На работе всё оставалось по-прежнему – с детьми хорошо, с коллегами напряжно, заполнять тонны бумажек – муторно. Когда Юста заканчивала педагогический, она и представить себе не могла, какое дикое количество всевозможных бумаг необходимо заполнять ежемесячно.

Лан и Фрейя регулярно заезжали в гости или встречались на нейтральной территории, Влад и Мира – чуть реже, но тоже не оставляли Юсту в одиночестве. Впрочем, со временем она сама стала несколько избегать излишней опеки, чувствуя, что справилась с собственными эмоциями и вполне способна жить дальше.

Единственное, что стало омрачать её одиночество, так это постоянно досаждающие ей неприятные типы, то звонящие в домофон, то ломящиеся в квартиру. Пару раз пришлось даже звонить в полицию, но всякий раз ситуация оказывалась достаточно безобидной – один алкоголик, перепутавший дом, другой – наркоман, забредший в дом случайно и принявшийся ломиться во все двери подряд и так далее. Волноваться вроде как особо было не о чем, и Юста старалась забывать о подобных инцидентах быстрее, чем они заканчивались.

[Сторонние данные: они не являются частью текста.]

PR #853, opened 2015-02-23
#846: add migration strategy `create`

dmarcelino:
This PR adds support for `create` migration strategy. It differs from `alter` by only running secure operations as `.define()` and `.addAttribute()` (if adapter implements it). More details in #846.

Tests added in balderdashy/waterline-adapter-tests#34

### DIFF
--- a/lib/waterline/adapter/sync/index.js
+++ b/lib/waterline/adapter/sync/index.js
@@ -2,5 +2,6 @@
 module.exports = {
   migrateDrop: require('./strategies/drop.js'),
   migrateAlter: require('./strategies/alter.js'),
+  migrateCreate: require('./strategies/create.js'),
   migrateSafe: require('./strategies/safe.js')
 };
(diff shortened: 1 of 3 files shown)


dmarcelino:
@particlebanana, any concerns regarding this? I'm open to discuss and change the PR. Let me know your thoughts. Cheers

particlebanana:
My only concern is that when dealing with anything on a production database it's clear that the developer knows exactly what is happening. When you have some process adding columns to the database there is a sense that something magical is happening. With migrations you have a deliberate action being taken to modify the database and a way to easily rollback changes. It also allows you to do things like set default values for existing records, etc. 

This is why we force `migrate: safe` in Sails when `NODE_ENV=production` so that we can be sure we don't modify your production schema.

I'm cool with adding this in to Waterline though. I think we should keep Sails the way it is at least for the immediate term. Thanks!

dmarcelino:
Thanks @particlebanana. I see what you mean and that's why I consider this migration *safish*, not really safe.

One conundrum I faced while writing this was what to do with default values when adding columns. Is this something that should be handled by waterline core or by the adapter's `addAttribute` method? 

There still isn't much documentation about `migratable` which makes it hard to contribute to... Hopefully that will clear up by 0.11? :)

Thanks again.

К концу декабря девушка оклемалась окончательно и твёрдо собиралась начать новую жизнь. Какую именно – она ещё не представляла, но не сомневалась, что подходящие условия вскоре появятся на горизонте. Юста всегда руководствовалась убеждением, что всё в жизни неслучайно и некие высшие силы – не то чтоб она в них верила, но оставляла вероятность существования – не оставят её без присмотра.

Новый Год встречали в квартире у Влада привычной компанией.

Влад, Фрейя и Юста занимались готовкой, Мира накрывала на стол, Лан и Вереск, их московский друг, приезжающий на праздники и каникулы, выполняли роль связных и время от времени бегали в ближайший круглосуточный маркет, докупая забытое.

В кастрюльках клокотало мясо, источая умопомрачительный аромат, в духовке доходил пирог с малиной, Фрейя ловко нарезала закуски, Юста художественно раскладывала их по тарелкам, украшала салаты веточками укропа, а коричные булочки – ягодами ежевики.

Юста беспрерывно хохотала, то сама рассказывая что-то из жизни своих детсадовских питомцев, то слушая Влада, запас смешных историй у которого, казалось, не иссякал никогда. Фрейя посмеивалась, но сама помалкивала – то ли ей нечего было рассказать, то ли не хотелось.

– Дайте зажигалку! – Юста раздобыла клочок бумаги и ручку. Она планировала загадать желание – а для этого нужно было успеть написать желание на листочке, сжечь его, а пепел выпить с шампанским до того, как часы пробьют полночь.